**What to do:** The lines below are to be quoted exactly, from the first through the one that contains "-26,7 +27,6 @@".

(Collected data entries)
========================

PR #2505, opened 2023-11-30
feat: support aten.arange.start_step dynamo converter

### LINKED ISSUE #2492: `aten.arange.start_step`

zewenli98:
# Description

Support `aten.arange.start_step` dynamo converter.

Fixes #2492 

## Type of change

# Checklist:

### DIFF
--- a/py/torch_tensorrt/dynamo/conversion/ops_evaluators.py
+++ b/py/torch_tensorrt/dynamo/conversion/ops_evaluators.py
@@ -3,6 +3,7 @@ import logging
 import operator
 from typing import Dict, Sequence, Tuple, Union
 
+import numpy as np
 import torch
 from torch.fx.node import Argument, Node, Target
 from torch_tensorrt.dynamo.conversion._ConversionContext import ConversionContext
@@ -26,7 +27,6 @@ def getitem_validator(getitem_node: Node) -> bool:
 @dynamo_tensorrt_converter(operator.getitem, capability_validator=getitem_validator)
 @dynamo_tensorrt_converter(builtins.getattr)
 @dynamo_tensorrt_converter(torch.ops.aten.detach.default)
-@dynamo_tensorrt_converter(torch.ops.aten.arange.start_step)
 def generic_evaluator(
     ctx: ConversionContext,
     target: Target,
@@ -38,3 +38,14 @@ def generic_evaluator(
         f"Evaluating {ConverterRegistry.qualified_name_or_str(target)} on object with name: {name}"
     )
     return target(*args)
+
+
+@dynamo_tensorrt_converter(torch.ops.aten.arange.start_step)
+def aten_ops_arange_start_step(
+    ctx: ConversionContext,
+    target: Target,
+    args: Tuple[Argument, ...],
+    kwargs: Dict[str, Argument],
+    name: str,
+) -> Union[TRTTensor, Sequence[TRTTensor]]:
+    return np.arange(*args)
--- a/py/torch_tensorrt/dynamo/conversion/ops_evaluators.py
+++ b/py/torch_tensorrt/dynamo/conversion/ops_evaluators.py
@@ -1,3 +1,4 @@
+import builtins
 import logging
 import operator
 from typing import Dict, Sequence, Tuple, Union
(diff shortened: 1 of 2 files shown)


apbose (commented):
Can this be implemented in the evaluator instead?

py/torch_tensorrt/dynamo/conversion/impl/sequence.py
```diff
@@ -0,0 +1,21 @@
...
+def arange(
+    ctx: ConversionContext,
+    target: Target,
+    source_ir: Optional[SourceIR],
+    name: str,
+    start: Union[int, float],
+    end: Union[int, float],
+    step: Union[int, float] = 1,
+) -> TRTTensor:
+    values = np.arange(start, end, step)
```
gs-olive, line 20: Consider switching output to `np.array` type + making evaluator

py/torch_tensorrt/dynamo/conversion/ops_evaluators.py
```diff
@@ -23,7 +24,9 @@ def getitem_validator(getitem_node: Node) -> bool:
 
 # TODO: Subsequent evaluators should be registered here with their own validators
 @dynamo_tensorrt_converter(operator.getitem, capability_validator=getitem_validator)
+@dynamo_tensorrt_converter(builtins.getattr)
 @dynamo_tensorrt_converter(torch.ops.aten.detach.default)
+@dynamo_tensorrt_converter(torch.ops.aten.arange.start_step)
```
gs-olive, line 29: This may not work out of the box in the `torch.compile` workflow, since it will invoke `torch.ops.aten.arange.start_step()`, which can create `FakeTensor` objects. A temporary workaround is to add a new converter in this file just for `arange`.

zewenli98: @gs-olive Thanks for the explanation! I fixed it with `np.arange`

py/torch_tensorrt/dynamo/conversion/ops_evaluators.py
```diff
@@ -23,6 +25,7 @@ def getitem_validator(getitem_node: Node) -> bool:
 
 # TODO: Subsequent evaluators should be registered here with their own validators
 @dynamo_tensorrt_converter(operator.getitem, capability_validator=getitem_validator)
+@dynamo_tensorrt_converter(builtins.getattr)
```
gs-olive, line 28: What does the `getattr` builtin do in the FX graph? Are there any sample uses of it in models? It may need a validator like `operator.getitem`

zewenli98: Thanks for the comment! Yes, `builtins.getattr` is used in the test here: 
```python
class Arange(nn.Module):
    def forward(self, x):
        return torch.ops.aten.arange.start_step(start, x.shape[0], step)
```
where `x.shape` calls `builtins.getattr`, as the graph below: 
```
.INFO:harness:FX graph= graph():
    %getattr_1 : [num_users=1] = call_function[target=builtins.getattr](args = (%x, shape), kwargs = {})
    %getitem : [num_users=1] = call_function[target=operator.getitem](args = (%getattr_1, 0), kwargs = {})
    %arange_start_step : [num_users=1] = call_function[target=torch.ops.aten.arange.start_step](args = (3, %getitem, 3), kwargs = {})
    return arange_start_step
```

I thought about adding `validator`, but it depends on the attributes that the caller has. It seems not general to only allow `shape` attr I think? Do you have any idea about validator?

gs-olive: I don't think `builtins.getattr` is a standard op, and should not appear in Dynamo graphs after ATen tracing. Could you try running the test case with `use_dynamo_tracer=True`?

zewenli98: Cool, it disappeared, thanks!

py/torch_tensorrt/dynamo/conversion/ops_evaluators.py
```diff
@@ -35,3 +36,14 @@ def generic_evaluator(
...
+
+@dynamo_tensorrt_converter(torch.ops.aten.arange.start_step)
+def aten_ops_arange_start_step(
+    ctx: ConversionContext,
+    target: Target,
+    args: Tuple[Argument, ...],
+    kwargs: Dict[str, Argument],
+    name: str,
+) -> Union[TRTTensor, Sequence[TRTTensor]]:
+    return np.arange(*args)
```
gs-olive, line 49: A very minor comment - using `np.arange(*args)` requires the schemas of `arange.start_step` and `np.arange` to be the same position-wise. In this case they are the same and are unlikely to change, so I think this is fine, just wanted to mention this scheme may not hold between Torch and Numpy in general.

gs-olive (approved):
Looks good to me. Made a small comment with no action required.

========================

**Reply:**
PR #2505, opened 2023-11-30
feat: support aten.arange.start_step dynamo converter

### LINKED ISSUE #2492: `aten.arange.start_step`

zewenli98:
# Description

Support `aten.arange.start_step` dynamo converter.

Fixes #2492 

## Type of change

# Checklist:

### DIFF
--- a/py/torch_tensorrt/dynamo/conversion/ops_evaluators.py
+++ b/py/torch_tensorrt/dynamo/conversion/ops_evaluators.py
@@ -3,6 +3,7 @@ import logging
 import operator
 from typing import Dict, Sequence, Tuple, Union
 
+import numpy as np
 import torch
 from torch.fx.node import Argument, Node, Target
 from torch_tensorrt.dynamo.conversion._ConversionContext import ConversionContext
@@ -26,7 +27,6 @@ def getitem_validator(getitem_node: Node) -> bool:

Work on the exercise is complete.